* What is expected: When a line below contains the word "mergeable", it counts toward the total; give that total and nothing besides.

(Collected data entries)
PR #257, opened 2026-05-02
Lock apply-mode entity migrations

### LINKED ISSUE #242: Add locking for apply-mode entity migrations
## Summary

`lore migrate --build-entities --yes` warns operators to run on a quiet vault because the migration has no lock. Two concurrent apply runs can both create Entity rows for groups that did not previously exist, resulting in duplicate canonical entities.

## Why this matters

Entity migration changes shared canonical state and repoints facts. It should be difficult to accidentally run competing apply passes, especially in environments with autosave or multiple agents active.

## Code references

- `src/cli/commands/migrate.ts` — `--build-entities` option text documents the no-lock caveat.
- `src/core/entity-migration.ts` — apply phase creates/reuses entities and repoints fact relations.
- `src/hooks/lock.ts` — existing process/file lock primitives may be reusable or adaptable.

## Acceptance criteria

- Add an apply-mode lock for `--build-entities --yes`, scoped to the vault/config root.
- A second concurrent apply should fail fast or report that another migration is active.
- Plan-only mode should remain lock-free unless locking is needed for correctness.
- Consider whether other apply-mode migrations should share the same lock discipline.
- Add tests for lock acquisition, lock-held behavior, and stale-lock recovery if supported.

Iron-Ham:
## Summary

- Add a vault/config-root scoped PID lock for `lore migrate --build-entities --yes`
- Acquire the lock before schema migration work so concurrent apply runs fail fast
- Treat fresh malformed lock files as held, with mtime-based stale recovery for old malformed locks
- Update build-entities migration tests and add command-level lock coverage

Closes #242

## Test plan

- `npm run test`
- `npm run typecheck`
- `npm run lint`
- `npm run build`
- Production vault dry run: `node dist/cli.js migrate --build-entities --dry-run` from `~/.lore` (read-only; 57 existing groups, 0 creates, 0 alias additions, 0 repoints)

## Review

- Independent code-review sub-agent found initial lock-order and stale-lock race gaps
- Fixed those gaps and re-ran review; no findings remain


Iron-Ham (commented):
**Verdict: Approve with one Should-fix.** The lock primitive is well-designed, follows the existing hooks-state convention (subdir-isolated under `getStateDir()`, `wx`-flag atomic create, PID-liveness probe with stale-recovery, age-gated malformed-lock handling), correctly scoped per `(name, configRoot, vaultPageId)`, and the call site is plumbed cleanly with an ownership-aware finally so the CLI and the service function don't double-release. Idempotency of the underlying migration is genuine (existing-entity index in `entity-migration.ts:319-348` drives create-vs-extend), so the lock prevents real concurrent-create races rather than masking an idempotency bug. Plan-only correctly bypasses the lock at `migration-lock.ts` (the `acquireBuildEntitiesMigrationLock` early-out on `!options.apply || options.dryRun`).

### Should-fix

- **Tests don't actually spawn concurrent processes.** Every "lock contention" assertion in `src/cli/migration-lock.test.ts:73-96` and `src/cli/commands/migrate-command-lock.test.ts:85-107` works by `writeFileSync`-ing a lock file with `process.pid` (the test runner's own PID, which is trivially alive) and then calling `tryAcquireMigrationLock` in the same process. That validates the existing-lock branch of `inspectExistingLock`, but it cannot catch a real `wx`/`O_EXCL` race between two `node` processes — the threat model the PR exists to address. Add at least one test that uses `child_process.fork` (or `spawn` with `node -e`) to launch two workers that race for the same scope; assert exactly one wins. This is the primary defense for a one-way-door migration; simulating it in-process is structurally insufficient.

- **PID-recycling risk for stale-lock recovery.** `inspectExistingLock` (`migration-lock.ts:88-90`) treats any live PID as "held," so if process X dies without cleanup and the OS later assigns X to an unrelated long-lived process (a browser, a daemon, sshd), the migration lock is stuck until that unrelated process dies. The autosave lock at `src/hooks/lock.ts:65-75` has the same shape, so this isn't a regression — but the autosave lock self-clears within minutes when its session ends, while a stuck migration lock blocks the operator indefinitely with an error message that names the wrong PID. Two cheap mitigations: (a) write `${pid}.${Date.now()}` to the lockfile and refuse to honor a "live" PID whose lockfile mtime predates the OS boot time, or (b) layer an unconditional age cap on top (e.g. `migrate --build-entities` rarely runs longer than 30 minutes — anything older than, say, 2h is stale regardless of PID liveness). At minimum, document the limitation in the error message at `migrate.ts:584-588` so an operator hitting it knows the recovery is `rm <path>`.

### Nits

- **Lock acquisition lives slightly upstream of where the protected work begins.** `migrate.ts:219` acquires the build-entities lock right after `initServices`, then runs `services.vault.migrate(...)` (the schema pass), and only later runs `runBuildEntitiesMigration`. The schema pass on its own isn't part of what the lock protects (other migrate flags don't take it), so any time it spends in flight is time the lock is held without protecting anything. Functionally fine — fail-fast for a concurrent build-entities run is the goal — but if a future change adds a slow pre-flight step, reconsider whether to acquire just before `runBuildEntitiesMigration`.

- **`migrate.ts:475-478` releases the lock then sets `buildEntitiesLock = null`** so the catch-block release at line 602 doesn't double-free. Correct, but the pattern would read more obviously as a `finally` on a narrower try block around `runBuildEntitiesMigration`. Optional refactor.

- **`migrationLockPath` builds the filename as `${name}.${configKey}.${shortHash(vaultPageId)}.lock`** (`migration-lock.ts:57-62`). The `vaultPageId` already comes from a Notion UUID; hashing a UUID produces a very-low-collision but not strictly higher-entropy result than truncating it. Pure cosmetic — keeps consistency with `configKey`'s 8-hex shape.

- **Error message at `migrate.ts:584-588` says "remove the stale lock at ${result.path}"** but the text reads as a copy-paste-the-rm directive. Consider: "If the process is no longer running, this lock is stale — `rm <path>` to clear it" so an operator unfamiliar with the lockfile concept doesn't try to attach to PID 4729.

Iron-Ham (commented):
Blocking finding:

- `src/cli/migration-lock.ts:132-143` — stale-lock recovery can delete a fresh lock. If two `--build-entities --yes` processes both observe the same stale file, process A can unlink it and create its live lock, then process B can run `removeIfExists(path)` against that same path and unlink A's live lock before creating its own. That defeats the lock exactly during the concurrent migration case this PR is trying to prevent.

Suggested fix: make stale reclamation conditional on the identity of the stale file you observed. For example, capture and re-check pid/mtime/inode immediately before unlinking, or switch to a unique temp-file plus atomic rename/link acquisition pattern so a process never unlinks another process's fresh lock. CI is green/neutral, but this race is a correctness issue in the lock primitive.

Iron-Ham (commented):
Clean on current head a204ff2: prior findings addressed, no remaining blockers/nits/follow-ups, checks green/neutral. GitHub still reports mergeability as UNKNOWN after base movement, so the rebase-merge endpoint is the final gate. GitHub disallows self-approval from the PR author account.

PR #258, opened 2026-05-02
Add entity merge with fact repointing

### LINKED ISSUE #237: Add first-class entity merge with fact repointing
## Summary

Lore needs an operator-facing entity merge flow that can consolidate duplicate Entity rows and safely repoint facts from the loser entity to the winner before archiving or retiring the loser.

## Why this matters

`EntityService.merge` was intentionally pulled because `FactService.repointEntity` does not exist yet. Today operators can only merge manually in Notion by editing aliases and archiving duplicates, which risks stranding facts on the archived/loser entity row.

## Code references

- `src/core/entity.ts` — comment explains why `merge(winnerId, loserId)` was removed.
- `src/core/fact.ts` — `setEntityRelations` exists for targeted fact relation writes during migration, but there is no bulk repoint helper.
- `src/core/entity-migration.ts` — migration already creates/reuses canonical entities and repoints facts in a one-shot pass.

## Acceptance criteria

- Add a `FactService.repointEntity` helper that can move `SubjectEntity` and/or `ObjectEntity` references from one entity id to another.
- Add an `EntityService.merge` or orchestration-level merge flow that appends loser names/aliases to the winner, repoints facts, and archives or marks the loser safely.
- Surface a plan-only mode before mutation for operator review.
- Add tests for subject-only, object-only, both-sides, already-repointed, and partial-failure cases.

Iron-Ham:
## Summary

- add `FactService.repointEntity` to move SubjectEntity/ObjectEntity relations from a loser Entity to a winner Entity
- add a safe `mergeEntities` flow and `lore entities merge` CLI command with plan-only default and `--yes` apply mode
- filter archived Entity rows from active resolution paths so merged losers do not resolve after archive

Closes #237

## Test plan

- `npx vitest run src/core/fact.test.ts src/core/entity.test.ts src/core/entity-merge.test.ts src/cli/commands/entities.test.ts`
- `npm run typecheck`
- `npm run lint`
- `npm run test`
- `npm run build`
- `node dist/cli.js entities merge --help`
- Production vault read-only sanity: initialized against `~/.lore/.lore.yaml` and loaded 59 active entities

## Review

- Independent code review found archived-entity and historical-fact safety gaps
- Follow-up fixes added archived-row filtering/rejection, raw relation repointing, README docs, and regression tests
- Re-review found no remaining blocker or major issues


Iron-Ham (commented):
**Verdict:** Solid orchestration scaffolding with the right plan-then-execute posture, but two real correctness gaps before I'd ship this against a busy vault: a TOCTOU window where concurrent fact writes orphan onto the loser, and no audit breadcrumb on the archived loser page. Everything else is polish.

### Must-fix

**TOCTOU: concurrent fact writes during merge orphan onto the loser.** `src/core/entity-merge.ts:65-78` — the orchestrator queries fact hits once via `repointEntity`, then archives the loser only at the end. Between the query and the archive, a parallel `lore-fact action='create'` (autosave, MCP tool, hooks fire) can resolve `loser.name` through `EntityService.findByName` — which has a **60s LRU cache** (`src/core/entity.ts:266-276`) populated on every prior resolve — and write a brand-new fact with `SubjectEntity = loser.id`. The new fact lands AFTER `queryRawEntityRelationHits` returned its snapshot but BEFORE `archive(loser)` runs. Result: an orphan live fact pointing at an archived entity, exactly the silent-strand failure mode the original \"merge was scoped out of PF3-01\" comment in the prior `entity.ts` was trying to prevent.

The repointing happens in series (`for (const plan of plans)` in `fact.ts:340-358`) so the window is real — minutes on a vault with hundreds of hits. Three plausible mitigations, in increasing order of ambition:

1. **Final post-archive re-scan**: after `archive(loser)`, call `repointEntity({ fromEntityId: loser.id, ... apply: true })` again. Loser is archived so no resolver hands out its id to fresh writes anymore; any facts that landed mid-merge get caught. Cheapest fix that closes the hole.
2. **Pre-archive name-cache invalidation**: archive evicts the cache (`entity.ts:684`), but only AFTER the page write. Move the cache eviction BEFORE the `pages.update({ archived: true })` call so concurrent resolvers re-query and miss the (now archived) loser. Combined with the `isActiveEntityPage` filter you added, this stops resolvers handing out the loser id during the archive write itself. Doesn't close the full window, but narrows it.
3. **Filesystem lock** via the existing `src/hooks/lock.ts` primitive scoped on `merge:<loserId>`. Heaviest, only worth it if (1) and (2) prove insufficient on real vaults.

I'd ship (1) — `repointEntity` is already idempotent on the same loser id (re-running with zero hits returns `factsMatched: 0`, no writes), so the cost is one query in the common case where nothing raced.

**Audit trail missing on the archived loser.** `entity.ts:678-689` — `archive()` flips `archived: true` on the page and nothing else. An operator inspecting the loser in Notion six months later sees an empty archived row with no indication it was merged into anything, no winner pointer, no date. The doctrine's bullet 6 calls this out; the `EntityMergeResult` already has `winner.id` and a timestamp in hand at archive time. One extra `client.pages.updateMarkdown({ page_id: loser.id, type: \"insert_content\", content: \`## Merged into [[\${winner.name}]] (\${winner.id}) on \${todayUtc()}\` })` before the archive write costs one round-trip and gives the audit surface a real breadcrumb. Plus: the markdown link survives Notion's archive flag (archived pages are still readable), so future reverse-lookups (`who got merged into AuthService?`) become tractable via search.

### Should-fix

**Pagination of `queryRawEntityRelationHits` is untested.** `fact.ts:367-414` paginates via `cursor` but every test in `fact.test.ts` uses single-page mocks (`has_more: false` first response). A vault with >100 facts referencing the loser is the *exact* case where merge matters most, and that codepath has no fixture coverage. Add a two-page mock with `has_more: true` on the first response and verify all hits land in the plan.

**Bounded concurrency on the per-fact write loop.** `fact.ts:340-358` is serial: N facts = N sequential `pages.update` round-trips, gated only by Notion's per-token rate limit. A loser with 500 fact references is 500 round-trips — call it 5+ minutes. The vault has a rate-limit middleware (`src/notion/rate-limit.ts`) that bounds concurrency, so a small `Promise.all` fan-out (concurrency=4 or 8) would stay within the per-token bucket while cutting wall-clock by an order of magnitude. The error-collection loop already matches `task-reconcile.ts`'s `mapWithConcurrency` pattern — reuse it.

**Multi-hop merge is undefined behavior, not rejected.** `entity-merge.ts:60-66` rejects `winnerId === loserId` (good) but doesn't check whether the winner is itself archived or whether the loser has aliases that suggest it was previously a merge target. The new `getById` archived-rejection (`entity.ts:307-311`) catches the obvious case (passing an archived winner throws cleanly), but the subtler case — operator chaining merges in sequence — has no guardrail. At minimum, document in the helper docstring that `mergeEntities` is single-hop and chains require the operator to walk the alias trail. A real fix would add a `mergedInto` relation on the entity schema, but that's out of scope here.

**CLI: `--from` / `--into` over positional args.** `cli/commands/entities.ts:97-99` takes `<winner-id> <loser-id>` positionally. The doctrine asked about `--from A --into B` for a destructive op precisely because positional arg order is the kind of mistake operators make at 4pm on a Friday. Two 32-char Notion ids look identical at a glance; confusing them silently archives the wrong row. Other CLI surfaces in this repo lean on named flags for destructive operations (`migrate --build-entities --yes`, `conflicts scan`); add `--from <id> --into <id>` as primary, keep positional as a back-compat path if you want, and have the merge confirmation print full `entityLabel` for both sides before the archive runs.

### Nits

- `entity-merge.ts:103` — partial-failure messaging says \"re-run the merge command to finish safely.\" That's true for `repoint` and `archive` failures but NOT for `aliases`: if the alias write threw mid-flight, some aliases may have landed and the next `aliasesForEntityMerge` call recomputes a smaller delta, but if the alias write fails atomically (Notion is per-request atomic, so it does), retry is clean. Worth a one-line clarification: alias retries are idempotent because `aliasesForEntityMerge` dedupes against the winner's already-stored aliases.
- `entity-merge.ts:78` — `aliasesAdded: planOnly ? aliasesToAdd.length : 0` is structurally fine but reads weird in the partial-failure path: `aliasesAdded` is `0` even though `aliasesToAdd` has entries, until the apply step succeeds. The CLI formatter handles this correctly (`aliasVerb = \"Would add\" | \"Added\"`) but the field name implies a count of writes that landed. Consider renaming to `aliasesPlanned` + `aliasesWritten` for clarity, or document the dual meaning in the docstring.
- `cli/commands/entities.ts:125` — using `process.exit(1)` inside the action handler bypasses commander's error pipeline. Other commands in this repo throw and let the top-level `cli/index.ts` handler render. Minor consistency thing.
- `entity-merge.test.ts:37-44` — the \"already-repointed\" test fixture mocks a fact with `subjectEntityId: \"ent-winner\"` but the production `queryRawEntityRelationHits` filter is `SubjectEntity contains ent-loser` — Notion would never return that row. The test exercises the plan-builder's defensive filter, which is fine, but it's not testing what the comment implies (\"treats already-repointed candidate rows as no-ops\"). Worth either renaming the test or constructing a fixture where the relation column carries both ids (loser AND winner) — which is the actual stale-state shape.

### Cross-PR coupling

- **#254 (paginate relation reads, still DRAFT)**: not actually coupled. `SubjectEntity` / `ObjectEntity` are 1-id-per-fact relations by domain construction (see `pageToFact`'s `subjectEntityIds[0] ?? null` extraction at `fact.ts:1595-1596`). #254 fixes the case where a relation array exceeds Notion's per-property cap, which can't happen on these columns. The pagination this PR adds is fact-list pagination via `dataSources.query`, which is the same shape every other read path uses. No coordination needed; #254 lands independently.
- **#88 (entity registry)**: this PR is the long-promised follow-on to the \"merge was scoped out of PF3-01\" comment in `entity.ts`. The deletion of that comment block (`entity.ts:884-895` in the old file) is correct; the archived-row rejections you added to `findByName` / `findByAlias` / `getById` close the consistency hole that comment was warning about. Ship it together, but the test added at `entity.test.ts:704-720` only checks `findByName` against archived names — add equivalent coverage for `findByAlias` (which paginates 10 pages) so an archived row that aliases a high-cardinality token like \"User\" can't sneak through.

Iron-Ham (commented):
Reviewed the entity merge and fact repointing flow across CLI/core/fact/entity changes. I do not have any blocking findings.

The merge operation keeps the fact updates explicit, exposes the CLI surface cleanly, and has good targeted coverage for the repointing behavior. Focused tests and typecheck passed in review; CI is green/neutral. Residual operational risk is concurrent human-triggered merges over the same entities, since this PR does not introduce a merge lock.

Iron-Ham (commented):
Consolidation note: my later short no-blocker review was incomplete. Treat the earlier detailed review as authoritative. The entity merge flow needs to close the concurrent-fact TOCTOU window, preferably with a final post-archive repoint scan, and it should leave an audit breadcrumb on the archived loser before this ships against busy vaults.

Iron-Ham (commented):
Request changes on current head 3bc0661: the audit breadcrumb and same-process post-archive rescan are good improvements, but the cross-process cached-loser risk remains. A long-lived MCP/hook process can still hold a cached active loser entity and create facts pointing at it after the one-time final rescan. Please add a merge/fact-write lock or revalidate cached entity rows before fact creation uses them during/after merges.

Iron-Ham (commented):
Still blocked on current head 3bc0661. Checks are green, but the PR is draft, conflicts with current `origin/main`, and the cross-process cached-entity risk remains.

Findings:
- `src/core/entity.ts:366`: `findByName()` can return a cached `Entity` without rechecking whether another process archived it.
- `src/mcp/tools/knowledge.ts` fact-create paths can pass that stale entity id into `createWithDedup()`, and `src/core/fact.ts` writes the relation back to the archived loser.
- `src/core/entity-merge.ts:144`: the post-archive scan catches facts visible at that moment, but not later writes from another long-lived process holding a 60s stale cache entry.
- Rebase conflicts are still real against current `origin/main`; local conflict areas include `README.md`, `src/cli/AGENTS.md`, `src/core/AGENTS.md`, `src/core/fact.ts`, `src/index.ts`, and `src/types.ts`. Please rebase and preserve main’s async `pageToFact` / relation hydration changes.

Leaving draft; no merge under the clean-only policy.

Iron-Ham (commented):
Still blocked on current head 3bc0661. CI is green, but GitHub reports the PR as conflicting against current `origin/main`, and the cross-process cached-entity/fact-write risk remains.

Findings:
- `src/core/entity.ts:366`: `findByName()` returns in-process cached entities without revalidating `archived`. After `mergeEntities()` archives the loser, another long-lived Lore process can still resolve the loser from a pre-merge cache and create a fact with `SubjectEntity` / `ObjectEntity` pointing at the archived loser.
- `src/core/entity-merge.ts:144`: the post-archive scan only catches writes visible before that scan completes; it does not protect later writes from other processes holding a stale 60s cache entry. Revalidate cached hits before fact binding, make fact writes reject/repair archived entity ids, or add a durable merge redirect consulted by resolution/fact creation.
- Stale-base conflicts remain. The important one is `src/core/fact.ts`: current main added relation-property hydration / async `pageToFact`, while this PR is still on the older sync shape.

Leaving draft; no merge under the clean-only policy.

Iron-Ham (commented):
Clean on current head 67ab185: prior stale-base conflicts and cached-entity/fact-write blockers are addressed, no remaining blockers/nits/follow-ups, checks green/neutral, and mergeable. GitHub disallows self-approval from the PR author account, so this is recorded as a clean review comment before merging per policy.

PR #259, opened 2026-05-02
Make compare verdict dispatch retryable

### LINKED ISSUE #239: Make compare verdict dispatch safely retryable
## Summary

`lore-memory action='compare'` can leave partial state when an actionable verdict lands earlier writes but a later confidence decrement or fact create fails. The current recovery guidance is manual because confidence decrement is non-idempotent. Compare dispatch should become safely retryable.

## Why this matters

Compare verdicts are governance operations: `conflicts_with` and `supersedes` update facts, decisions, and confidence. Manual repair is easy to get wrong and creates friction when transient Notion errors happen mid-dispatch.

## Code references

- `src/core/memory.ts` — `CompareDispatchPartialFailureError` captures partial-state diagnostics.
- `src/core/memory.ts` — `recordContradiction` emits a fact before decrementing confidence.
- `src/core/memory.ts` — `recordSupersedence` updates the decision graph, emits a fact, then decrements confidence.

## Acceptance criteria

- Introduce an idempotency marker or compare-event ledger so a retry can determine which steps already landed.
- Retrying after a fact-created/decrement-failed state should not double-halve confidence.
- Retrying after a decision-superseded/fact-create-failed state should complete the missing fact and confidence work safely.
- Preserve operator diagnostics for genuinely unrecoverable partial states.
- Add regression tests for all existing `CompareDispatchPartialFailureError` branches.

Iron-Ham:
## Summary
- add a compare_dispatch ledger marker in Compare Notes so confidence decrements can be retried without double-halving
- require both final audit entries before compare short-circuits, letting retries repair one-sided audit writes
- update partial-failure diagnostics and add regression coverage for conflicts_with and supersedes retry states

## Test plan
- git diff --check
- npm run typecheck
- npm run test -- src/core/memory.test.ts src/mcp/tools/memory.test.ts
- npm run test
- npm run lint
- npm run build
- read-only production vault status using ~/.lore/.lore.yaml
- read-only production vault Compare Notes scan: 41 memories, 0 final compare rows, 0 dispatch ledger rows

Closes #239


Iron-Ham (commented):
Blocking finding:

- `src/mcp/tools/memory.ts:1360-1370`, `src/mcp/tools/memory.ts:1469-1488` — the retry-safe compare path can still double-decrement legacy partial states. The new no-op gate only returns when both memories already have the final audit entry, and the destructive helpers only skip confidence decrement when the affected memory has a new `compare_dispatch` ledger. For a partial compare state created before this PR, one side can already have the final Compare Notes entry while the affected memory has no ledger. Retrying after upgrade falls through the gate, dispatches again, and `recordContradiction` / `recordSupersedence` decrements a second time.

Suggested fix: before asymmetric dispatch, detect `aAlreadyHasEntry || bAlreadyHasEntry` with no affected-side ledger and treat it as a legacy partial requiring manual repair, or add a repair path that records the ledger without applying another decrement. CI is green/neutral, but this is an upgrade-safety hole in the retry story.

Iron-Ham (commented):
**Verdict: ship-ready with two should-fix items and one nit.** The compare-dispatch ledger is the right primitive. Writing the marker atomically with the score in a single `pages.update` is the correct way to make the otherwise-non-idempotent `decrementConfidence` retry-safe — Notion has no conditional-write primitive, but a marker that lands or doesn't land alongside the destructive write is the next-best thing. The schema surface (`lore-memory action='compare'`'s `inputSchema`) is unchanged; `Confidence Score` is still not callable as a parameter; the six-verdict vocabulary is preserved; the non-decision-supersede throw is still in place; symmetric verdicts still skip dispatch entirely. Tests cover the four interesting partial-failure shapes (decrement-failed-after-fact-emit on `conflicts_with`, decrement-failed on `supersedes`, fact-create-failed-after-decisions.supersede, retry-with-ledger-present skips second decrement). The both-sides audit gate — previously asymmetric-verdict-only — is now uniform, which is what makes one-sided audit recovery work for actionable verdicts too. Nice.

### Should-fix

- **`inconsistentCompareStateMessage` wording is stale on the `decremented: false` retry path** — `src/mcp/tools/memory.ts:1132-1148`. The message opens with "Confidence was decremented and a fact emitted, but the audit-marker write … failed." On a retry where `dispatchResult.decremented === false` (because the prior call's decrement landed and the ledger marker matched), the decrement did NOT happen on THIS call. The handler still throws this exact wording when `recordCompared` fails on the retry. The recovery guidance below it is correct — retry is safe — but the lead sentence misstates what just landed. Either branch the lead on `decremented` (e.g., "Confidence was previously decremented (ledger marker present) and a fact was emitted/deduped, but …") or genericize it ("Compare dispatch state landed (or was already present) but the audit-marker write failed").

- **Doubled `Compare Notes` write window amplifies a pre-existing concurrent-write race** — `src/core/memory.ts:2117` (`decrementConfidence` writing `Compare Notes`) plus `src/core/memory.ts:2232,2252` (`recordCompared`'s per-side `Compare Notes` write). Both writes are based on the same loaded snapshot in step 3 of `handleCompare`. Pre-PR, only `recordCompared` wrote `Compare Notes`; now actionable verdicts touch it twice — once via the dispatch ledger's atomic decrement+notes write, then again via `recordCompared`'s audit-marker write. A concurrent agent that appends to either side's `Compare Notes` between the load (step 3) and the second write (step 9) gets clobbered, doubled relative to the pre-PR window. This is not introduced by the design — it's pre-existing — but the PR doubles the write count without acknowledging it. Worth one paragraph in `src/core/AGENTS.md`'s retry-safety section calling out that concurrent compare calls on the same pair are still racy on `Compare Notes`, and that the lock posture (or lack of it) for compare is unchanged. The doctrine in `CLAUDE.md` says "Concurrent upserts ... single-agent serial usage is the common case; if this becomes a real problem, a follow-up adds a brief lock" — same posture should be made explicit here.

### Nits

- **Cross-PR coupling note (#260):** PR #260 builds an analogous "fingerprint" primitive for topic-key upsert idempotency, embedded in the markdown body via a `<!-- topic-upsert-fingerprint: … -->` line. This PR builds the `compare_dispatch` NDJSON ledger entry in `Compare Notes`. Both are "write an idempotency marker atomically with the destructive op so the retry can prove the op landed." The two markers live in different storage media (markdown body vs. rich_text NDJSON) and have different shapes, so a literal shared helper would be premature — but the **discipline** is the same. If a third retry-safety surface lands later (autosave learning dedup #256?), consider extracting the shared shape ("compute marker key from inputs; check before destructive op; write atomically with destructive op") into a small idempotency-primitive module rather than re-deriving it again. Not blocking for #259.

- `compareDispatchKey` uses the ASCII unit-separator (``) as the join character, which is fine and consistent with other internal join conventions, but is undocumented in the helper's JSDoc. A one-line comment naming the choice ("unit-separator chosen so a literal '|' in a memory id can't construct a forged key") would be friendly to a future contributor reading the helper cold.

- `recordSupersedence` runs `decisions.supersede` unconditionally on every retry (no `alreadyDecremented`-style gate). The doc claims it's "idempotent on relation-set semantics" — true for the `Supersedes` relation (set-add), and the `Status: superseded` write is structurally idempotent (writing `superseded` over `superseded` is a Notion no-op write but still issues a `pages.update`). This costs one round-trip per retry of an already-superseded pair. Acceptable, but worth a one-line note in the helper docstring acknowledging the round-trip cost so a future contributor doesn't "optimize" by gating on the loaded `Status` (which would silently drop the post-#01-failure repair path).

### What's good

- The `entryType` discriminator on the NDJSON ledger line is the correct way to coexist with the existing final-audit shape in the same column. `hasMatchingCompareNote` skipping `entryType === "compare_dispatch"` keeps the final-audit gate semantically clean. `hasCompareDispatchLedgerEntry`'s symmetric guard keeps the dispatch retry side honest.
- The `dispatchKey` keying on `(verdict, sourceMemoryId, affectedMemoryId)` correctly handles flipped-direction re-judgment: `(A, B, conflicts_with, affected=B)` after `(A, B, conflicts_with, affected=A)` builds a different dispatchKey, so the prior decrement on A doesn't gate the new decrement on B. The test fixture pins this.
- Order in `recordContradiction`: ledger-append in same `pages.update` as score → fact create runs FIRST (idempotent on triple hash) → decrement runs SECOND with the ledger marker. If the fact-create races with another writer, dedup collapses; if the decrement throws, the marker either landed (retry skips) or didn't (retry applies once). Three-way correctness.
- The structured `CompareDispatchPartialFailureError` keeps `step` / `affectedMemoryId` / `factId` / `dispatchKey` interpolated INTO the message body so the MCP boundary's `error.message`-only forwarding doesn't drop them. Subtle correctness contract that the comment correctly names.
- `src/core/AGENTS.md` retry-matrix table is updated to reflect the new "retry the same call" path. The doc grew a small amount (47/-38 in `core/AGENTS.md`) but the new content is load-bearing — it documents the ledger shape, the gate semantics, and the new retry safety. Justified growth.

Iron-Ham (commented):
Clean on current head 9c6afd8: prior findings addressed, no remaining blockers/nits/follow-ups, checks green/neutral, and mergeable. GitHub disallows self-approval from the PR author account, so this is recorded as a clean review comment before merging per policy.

* Answer for this exercise: 2